Nth expression for the following:6,11,17,24,32.....

41 it goes up a number each time

The numbers represent the following sequence

n........1...2...3...4...4...
.........6..11..17..24..32...
1st diff...5...6...7...8
2nd dif......1...1...1

With the 2nd differences equal to 1, the general form of the equation defining the Nth term is a quadratic of the form N = an^2 + bn + c. Using the given data we can write

1 + b + c = 6
4a + 2b + c = 11
9a + 3b + c = 17

Solving yields a = 1/2, b 7/2 and c = 2 making the general expression for the Nth term N = (n^2 + 7n + 4)/2.

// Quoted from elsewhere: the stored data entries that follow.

PR #15874, opened 2026-08-25
Python 3.10 will be EOL soon, please upgrade.

comfyanonymous:
After the Python 3.10 EOL date of October 31 2026 we will put zero effort into keeping support for python 3.10 so everyone is recommended to upgrade to a newer version.


robinjhuang (approved):
nice one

Thus, the sequence continues as
6, 11, 17, 24, 32, 41, 51, 62, 74...

To find the expression for the given sequence, we can observe the pattern between the numbers.

Looking closely, we can see that each number in the sequence is obtained by increasing the previous number by a specific amount. Let's find this pattern step by step:

1st term: 6
2nd term: 11 (6 + 5)
3rd term: 17 (11 + 6)
4th term: 24 (17 + 7)
5th term: 32 (24 + 8)

From the differences between the terms, we can see that the pattern is as follows:

1st term: 6
2nd term: 11 (6 + 5)
3rd term: 17 (11 + 6)
4th term: 24 (17 + 7)
5th term: 32 (24 + 8)

By observing the pattern, we can see that the difference between consecutive terms is increasing by 1 with each term.

Now, to find the expression for the nth term, let's derive a general formula using the difference pattern.

Let's call the first term in the sequence "a" and the common difference between consecutive terms "d".

The general formula for this arithmetic sequence is:
nth term = a + (n - 1)d

In this case, the first term is 6 and the common difference is increasing by 1 with each term.

Therefore, the formula for the nth term of the given sequence is:
nth term = 6 + (n - 1)1

Simplifying this equation, we get:
nth term = 6 + n - 1
nth term = n + 5

So, the expression for the given sequence is nth term = n + 5.